来週、21度目の広島(平成30年10月17日)


 さわやかな秋の空です。空を見上げながら、来週の月曜・火曜の修学旅行のことに思いを巡らせていました。そして、これまで20度訪れた広島のことを思い出していました。小学校2年生の時に両親に連れられて、初めて広島平和記念資料館へ行った時のこと。教員になって修学旅行で同じ場所を訪れた時のこと。親戚の結婚式の時に高層階から見た広島の街。そして、平和記念公園の供養塔の前で佐伯敏子さんと出会った時のこと。

 今から28年前の4月のことです。
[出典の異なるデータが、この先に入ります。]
PR #1999, opened 2025-09-09
fix(vue-demo-store): newsletter race condition

mdanilowicz:
### Description

This pull request addresses a race condition when subscribing to the newsletter from the "My Account" page in the `vue-demo-store` project. The main improvement ensures the newsletter subscription process is atomic and prevents multiple simultaneous requests, resulting in a more reliable user experience.

Newsletter subscription reliability:

* Added a `newsletterDisabled` reactive variable to disable the newsletter checkbox during the subscription process, preventing duplicate submissions. (`templates/vue-demo-store/app/pages/account/index.vue`, [[1]](diffhunk://#diff-640f7989a59cd79f66d804083e1646583c646ac0f202df2d33eef4f501e9d5e9L37-R41) [[2]](diffhunk://#diff-640f7989a59cd79f66d804083e1646583c646ac0f202df2d33eef4f501e9d5e9R112)
* Refactored the `updateNewsletterStatus` function to use `await` for `getNewsletterStatus()` and ensure the checkbox is re-enabled only after the subscription status is updated. (`templates/vue-demo-store/app/pages/account/index.vue`, [templates/vue-demo-store/app/pages/account/index.vueL53-L62](diffhunk://#diff-640f7989a59cd79f66d804083e1646583c646ac0f202df2d33eef4f501e9d5e9L53-L62))

### DIFF
--- a/templates/vue-demo-store/app/pages/account/index.vue
+++ b/templates/vue-demo-store/app/pages/account/index.vue
@@ -34,8 +34,11 @@ useBreadcrumbs([
   },
 ]);
 
-const updateNewsletterStatus = async () => {
+const newsletterDisabled = ref(false);
+
+async function updateNewsletterStatus() {
   try {
+    newsletterDisabled.value = true;
     if (!newsletter.value) {
       await newsletterSubscribe({
         email: user.value?.email || "",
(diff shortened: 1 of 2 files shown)


templates/vue-demo-store/app/pages/account/index.vue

同僚と修学旅行の下見で早朝から平和記念公園を訪れ、原爆供養塔(この近辺で多数の遺体が荼毘にふされ、引き取り手がない遺骨がこの供養塔の中に納められました)の前で私はメモを取っていました。その時、私に声をかけてくれたのが佐伯敏子さんでした。「私は佐伯敏子といいます。あなたは先生でしょ?大阪の先生ではないですか?」「はい、大阪の摂津市の小学校で教えています。今度、修学旅行で児童を連れてここに来ます。」「私はこの公園はお墓だと思っています。私たちが生活していた街が、原爆によって焼き尽くされてしまいました。当たり前の毎日の生活が一瞬で終わったのです。前を流れる川からも多くの遺体が引き上げられ、また他の場所からも遺体が運ばれてきました。荼毘にふすのが間に合わなくて、遺体を並べてその上に土砂をかけていました。その後遺骨を集め、ここに供養塔が作られ、供養しています。私は、毎朝ここへ来て掃除をし、供養しているのです。」

 初めて出会った私に熱心に話してくれる佐伯さんでした。「先生に地図をあげましょう。ここにあった街の地図です。映画館があそこに、散髪屋さんがこっちに、自分たちが毎日幸せに暮らしていた頃を思い出します。でも、全部失われました。私の母をはじめ、兄弟や親戚も亡くなりました。戦争とは、原子爆弾とはそういうものだと子どもたちにしっかり教えて、修学旅行の時にまたこの公園に来てください。」

 佐伯さんの話をもとに作られた教材もあります。佐伯さんから話しかけられ、私は驚きましたが、緑多くたくさんの人々が集う平和記念公園を訪れる際、事前に学んでくることの大切さを、その時、改めて感じました。佐伯さんは、昨年97歳で亡くなられましたが、私は佐伯さんの思いを少しでも子どもたちに伝えたいと思っています。